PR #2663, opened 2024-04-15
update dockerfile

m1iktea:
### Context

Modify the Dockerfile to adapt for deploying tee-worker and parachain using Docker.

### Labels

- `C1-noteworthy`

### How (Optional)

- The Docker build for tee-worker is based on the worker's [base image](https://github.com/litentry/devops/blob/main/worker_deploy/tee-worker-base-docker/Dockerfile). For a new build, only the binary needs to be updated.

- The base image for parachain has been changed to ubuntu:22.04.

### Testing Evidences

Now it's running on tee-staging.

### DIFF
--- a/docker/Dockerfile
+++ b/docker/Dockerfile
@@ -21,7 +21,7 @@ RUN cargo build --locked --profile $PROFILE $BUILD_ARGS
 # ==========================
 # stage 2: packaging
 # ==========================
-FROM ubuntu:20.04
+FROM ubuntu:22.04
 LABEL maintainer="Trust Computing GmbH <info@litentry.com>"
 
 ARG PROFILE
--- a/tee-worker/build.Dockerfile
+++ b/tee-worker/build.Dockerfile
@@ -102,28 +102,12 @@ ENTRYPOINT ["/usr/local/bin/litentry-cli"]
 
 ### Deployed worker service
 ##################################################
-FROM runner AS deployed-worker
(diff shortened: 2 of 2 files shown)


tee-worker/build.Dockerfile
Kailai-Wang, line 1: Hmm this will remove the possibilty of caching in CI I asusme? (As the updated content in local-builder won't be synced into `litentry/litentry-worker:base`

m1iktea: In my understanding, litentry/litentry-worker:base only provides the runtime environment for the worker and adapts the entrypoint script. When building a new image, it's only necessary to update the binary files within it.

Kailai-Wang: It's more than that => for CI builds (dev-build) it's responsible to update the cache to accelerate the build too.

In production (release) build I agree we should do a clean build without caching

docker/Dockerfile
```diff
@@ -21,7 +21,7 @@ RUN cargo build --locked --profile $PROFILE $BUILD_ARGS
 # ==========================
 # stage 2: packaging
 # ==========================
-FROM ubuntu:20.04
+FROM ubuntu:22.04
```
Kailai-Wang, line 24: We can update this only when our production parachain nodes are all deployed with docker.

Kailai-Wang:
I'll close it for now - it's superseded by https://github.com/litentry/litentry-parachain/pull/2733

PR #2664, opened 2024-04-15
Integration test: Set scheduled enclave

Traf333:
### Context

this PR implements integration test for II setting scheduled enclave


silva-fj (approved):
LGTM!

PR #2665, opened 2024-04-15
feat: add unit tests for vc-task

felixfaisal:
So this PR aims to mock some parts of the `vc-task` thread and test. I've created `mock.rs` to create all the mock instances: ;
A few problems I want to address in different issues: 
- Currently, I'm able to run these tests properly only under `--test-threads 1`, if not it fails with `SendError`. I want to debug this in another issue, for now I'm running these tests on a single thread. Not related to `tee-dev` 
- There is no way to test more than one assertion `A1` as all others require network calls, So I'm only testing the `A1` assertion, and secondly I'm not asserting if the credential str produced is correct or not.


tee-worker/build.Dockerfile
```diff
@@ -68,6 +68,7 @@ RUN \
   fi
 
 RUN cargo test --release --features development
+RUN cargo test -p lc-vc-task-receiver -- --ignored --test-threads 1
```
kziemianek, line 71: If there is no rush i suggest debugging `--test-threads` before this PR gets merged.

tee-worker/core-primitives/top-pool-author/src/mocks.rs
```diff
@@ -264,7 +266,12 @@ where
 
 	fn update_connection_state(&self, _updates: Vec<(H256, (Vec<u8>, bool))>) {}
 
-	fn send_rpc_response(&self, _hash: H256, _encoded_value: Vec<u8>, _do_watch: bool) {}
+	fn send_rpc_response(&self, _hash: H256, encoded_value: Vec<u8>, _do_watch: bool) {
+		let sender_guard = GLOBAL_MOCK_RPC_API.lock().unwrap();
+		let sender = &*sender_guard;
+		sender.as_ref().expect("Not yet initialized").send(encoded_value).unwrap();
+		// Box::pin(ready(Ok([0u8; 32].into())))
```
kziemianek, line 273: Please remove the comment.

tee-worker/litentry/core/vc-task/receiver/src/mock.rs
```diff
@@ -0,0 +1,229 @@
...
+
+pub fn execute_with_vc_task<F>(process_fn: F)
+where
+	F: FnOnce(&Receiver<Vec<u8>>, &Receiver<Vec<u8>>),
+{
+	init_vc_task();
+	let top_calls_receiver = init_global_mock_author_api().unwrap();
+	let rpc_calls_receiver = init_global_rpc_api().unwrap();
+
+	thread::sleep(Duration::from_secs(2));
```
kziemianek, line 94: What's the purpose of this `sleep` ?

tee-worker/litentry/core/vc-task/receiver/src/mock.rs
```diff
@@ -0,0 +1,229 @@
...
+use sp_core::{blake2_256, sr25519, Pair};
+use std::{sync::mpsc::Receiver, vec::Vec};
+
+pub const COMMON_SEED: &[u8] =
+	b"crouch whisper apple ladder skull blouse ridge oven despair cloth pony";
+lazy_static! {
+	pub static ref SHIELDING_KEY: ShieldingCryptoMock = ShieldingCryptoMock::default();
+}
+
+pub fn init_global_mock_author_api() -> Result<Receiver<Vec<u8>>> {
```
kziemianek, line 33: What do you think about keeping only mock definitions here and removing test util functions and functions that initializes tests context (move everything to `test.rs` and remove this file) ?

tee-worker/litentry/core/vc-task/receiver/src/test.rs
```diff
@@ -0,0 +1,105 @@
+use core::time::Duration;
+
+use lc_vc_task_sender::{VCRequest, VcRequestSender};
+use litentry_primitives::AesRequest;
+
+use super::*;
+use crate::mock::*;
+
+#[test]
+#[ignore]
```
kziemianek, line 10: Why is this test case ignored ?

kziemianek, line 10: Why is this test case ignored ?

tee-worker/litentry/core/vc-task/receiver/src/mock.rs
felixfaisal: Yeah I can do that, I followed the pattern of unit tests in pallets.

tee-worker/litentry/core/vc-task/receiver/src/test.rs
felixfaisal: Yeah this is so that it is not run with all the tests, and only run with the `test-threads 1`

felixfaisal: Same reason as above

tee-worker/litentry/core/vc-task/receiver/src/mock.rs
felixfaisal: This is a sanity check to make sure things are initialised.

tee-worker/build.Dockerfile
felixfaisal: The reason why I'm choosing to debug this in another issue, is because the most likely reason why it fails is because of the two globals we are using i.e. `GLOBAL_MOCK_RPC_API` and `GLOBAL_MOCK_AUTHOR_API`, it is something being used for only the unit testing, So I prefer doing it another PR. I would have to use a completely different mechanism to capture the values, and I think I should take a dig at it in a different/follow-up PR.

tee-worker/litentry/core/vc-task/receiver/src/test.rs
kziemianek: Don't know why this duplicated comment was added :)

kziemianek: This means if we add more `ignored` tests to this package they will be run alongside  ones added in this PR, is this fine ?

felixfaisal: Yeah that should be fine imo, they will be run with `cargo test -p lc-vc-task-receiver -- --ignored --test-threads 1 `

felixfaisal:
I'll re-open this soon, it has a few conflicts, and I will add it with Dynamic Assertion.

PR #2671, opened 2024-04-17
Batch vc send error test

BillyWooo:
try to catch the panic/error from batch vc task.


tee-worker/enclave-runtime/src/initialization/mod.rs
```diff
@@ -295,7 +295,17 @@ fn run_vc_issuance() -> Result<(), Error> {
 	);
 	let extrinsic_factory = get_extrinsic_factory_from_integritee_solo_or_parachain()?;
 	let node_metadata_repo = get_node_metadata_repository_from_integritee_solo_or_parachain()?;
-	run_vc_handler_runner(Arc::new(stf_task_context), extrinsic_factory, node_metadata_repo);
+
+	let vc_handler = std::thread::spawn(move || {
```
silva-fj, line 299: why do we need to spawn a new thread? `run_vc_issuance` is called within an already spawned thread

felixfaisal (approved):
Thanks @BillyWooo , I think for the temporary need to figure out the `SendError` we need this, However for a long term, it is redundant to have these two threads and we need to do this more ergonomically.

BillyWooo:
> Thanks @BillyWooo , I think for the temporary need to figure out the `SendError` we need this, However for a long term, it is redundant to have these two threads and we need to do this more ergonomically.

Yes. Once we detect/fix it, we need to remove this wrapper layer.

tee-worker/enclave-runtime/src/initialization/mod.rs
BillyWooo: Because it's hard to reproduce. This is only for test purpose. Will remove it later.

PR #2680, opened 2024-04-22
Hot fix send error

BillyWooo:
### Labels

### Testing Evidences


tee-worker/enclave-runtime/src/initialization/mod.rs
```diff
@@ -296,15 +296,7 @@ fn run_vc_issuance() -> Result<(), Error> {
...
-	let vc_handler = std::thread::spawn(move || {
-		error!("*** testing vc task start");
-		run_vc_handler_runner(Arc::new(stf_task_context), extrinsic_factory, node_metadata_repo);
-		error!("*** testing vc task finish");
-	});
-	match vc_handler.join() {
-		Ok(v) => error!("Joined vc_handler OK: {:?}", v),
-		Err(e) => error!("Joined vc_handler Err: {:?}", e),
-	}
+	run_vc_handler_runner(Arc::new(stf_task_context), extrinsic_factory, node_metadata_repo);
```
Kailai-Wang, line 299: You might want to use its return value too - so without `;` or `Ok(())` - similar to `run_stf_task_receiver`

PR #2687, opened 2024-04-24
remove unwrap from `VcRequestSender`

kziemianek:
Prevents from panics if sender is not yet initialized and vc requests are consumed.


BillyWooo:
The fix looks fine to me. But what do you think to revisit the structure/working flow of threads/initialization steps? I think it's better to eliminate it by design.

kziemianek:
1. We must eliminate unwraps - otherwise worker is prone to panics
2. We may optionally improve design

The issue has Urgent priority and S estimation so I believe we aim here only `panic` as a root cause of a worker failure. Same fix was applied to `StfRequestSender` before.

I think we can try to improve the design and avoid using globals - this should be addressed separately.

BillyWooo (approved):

════════

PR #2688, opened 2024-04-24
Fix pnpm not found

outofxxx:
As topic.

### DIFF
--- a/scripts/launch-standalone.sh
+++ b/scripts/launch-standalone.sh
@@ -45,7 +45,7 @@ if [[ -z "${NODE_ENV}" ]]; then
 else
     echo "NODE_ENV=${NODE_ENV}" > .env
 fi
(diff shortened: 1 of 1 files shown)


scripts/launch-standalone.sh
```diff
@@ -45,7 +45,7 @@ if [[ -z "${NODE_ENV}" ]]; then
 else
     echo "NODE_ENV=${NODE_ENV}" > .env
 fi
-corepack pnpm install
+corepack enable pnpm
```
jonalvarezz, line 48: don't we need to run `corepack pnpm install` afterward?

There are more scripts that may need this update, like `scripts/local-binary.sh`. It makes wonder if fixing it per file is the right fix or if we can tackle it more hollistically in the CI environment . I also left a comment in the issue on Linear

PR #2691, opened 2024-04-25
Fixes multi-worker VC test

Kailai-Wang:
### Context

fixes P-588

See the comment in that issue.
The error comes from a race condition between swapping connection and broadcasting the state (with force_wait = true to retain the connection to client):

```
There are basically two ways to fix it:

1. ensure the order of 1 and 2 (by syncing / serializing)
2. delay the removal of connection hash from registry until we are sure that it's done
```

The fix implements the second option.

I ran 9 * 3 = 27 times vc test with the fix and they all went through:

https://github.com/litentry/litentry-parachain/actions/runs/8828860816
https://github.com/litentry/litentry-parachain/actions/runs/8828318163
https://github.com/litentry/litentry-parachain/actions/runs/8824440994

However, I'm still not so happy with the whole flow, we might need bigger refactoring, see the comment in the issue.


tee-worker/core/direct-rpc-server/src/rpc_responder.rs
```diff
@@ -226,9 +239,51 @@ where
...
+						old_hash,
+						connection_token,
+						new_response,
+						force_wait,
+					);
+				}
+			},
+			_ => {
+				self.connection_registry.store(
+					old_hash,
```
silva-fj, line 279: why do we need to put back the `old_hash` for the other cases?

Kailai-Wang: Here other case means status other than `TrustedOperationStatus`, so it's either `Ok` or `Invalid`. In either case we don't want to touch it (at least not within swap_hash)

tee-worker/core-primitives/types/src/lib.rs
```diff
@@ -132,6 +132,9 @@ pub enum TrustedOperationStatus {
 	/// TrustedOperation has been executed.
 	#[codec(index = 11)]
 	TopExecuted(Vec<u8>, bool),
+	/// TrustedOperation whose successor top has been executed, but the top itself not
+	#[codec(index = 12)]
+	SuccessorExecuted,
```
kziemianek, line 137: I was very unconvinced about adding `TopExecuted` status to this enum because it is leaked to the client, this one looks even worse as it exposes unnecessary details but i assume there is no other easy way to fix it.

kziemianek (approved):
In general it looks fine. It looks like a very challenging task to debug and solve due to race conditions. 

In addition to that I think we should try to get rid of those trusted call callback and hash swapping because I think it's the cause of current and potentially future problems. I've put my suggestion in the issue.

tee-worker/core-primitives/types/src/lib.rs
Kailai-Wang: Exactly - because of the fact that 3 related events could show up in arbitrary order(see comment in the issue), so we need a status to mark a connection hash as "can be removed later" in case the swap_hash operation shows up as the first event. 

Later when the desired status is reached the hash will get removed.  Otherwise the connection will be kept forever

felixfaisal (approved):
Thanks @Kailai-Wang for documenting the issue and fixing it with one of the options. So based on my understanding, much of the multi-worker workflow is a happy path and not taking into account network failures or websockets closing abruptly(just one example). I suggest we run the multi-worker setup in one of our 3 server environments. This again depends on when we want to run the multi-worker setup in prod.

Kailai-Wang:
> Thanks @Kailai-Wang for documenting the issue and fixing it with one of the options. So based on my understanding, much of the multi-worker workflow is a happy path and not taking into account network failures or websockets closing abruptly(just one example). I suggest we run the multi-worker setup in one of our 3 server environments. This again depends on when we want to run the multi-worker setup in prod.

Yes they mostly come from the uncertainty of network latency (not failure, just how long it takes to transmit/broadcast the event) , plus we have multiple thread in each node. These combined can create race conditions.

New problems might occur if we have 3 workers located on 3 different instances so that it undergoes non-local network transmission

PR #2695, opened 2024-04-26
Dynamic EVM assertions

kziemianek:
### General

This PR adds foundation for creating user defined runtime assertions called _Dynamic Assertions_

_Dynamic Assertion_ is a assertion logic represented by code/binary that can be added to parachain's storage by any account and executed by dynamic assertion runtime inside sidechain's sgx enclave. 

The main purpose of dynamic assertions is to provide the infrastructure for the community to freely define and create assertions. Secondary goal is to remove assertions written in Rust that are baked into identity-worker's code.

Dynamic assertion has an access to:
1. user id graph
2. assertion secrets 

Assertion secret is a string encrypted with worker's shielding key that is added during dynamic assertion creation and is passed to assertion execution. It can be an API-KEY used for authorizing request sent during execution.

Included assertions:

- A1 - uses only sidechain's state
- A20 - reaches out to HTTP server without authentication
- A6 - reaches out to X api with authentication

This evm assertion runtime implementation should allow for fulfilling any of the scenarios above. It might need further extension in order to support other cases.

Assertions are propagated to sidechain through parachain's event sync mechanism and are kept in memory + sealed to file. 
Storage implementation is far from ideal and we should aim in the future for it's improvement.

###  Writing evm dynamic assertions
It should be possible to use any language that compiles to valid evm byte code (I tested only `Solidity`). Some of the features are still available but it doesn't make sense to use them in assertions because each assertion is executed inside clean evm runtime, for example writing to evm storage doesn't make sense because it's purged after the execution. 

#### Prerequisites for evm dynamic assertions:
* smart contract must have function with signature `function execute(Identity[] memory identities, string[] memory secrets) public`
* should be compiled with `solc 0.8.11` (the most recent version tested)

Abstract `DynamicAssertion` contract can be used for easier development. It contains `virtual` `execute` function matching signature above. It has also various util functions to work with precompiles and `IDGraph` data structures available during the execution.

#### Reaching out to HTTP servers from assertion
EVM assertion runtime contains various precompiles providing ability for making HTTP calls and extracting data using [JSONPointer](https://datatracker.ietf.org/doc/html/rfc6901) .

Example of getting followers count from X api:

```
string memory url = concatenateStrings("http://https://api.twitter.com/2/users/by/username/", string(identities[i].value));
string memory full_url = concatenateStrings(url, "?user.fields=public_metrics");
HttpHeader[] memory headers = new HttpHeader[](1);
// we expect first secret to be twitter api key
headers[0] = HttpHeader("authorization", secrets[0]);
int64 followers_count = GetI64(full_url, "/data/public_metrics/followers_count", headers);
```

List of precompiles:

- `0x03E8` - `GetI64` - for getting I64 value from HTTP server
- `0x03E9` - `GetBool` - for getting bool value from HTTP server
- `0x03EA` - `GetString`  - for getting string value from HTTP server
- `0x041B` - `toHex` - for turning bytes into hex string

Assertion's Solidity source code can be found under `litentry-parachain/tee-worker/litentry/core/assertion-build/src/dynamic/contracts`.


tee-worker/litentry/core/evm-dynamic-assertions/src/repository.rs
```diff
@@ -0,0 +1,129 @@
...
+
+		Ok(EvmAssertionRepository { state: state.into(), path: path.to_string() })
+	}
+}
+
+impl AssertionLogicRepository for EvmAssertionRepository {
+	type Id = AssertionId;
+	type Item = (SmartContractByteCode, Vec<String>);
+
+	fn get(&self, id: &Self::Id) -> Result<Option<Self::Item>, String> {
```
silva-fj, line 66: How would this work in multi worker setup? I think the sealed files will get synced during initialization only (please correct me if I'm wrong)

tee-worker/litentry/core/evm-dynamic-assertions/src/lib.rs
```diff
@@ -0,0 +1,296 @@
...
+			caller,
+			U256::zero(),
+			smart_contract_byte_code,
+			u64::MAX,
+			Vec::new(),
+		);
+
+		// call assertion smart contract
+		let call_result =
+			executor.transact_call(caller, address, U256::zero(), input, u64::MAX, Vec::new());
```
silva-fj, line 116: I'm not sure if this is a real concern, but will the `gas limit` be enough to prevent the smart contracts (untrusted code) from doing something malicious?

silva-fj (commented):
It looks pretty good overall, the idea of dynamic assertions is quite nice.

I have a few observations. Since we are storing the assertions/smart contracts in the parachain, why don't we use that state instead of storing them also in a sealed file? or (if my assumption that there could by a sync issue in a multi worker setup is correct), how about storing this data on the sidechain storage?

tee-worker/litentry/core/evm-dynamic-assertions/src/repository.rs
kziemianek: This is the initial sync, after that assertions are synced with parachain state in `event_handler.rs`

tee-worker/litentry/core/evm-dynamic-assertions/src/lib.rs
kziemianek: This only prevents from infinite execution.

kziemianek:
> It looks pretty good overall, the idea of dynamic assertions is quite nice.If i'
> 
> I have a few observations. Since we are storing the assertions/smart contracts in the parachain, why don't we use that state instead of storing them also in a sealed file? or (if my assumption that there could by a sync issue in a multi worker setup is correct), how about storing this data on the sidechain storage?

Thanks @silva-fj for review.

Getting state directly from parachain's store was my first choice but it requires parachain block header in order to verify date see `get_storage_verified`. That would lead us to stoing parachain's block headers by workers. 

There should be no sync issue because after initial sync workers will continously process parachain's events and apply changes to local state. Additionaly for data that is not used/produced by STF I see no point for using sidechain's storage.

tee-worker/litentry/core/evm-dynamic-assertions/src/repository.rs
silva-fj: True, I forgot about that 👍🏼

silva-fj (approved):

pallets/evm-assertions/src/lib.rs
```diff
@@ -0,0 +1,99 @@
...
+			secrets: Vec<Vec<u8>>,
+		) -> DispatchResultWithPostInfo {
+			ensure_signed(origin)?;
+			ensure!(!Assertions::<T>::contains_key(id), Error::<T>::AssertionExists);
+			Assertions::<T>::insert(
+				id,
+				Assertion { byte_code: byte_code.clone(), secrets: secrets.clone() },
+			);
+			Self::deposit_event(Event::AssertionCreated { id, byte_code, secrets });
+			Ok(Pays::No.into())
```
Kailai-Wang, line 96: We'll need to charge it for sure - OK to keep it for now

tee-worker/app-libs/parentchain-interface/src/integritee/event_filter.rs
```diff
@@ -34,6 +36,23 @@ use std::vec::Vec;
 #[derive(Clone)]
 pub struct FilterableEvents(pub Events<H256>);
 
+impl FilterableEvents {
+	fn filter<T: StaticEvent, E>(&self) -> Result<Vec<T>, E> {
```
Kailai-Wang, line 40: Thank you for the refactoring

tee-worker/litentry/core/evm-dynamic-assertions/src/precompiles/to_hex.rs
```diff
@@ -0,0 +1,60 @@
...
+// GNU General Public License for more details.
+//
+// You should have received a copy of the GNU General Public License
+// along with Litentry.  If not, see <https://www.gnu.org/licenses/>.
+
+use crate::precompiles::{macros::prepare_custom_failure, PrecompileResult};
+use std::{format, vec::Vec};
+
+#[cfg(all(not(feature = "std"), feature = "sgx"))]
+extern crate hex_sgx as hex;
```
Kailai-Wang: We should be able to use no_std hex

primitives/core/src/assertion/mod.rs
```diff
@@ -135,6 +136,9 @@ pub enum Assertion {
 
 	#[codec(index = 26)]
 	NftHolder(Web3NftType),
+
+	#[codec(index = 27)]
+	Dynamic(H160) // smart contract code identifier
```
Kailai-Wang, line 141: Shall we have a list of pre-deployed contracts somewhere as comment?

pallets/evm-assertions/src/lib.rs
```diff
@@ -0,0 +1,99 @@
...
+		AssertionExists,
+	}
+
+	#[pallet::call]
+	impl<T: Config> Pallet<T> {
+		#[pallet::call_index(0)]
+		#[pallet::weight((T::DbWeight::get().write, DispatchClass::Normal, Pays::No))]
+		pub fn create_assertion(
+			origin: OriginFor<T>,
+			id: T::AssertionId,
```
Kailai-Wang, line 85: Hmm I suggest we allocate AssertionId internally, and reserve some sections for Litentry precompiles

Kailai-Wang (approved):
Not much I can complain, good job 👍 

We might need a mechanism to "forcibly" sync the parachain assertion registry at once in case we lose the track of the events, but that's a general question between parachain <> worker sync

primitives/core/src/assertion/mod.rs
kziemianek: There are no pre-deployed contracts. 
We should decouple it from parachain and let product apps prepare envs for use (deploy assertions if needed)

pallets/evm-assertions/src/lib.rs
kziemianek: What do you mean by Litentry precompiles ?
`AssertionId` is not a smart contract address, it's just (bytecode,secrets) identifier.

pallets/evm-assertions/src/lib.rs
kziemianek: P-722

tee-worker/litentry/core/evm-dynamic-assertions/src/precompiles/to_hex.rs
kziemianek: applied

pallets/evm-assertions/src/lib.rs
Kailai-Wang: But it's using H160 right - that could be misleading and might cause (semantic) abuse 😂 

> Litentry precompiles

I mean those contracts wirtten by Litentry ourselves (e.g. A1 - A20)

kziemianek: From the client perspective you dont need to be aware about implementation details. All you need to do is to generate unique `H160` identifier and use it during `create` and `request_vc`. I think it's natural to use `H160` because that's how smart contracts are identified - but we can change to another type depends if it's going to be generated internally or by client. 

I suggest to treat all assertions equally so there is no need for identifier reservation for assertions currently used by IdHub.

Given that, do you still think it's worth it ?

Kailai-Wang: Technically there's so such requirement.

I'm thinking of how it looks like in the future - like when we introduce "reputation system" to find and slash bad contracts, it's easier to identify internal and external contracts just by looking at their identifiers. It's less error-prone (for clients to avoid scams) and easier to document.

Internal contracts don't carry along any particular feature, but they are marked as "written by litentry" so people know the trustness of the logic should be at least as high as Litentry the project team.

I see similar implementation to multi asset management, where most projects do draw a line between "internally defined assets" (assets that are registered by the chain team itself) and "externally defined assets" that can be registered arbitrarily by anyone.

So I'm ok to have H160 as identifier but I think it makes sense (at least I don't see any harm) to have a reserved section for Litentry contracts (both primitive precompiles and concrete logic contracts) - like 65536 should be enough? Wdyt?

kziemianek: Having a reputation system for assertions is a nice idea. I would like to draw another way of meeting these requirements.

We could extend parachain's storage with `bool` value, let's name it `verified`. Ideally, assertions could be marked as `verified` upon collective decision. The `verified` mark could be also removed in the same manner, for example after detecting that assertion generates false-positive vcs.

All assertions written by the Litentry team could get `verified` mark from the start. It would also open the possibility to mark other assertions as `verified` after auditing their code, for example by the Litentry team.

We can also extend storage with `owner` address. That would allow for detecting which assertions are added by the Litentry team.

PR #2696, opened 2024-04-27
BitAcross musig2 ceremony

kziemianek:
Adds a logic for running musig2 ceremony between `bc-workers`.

════════

→ WHAT YOU ARE ASKED TO DO: As listed above, the lines from the line with "PR #2663, opened 2024-04-15" to the line with "Kailai-Wang, line 1: Hmm" are to be echoed exactly, with both ends included and nothing added.

→ ANSWER BOX:
PR #2663, opened 2024-04-15
update dockerfile

m1iktea:
### Context

Modify the Dockerfile to adapt for deploying tee-worker and parachain using Docker.

### Labels

- `C1-noteworthy`

### How (Optional)

- The Docker build for tee-worker is based on the worker's [base image](https://github.com/litentry/devops/blob/main/worker_deploy/tee-worker-base-docker/Dockerfile). For a new build, only the binary needs to be updated.

- The base image for parachain has been changed to ubuntu:22.04.

### Testing Evidences

Now it's running on tee-staging.

### DIFF
--- a/docker/Dockerfile
+++ b/docker/Dockerfile
@@ -21,7 +21,7 @@ RUN cargo build --locked --profile $PROFILE $BUILD_ARGS
 # ==========================
 # stage 2: packaging
 # ==========================
-FROM ubuntu:20.04
+FROM ubuntu:22.04
 LABEL maintainer="Trust Computing GmbH <info@litentry.com>"
 
 ARG PROFILE
--- a/tee-worker/build.Dockerfile
+++ b/tee-worker/build.Dockerfile
@@ -102,28 +102,12 @@ ENTRYPOINT ["/usr/local/bin/litentry-cli"]
 
 ### Deployed worker service
 ##################################################
-FROM runner AS deployed-worker
(diff shortened: 2 of 2 files shown)


tee-worker/build.Dockerfile
Kailai-Wang, line 1: Hmm this will remove the possibilty of caching in CI I asusme? (As the updated content in local-builder won't be synced into `litentry/litentry-worker:base`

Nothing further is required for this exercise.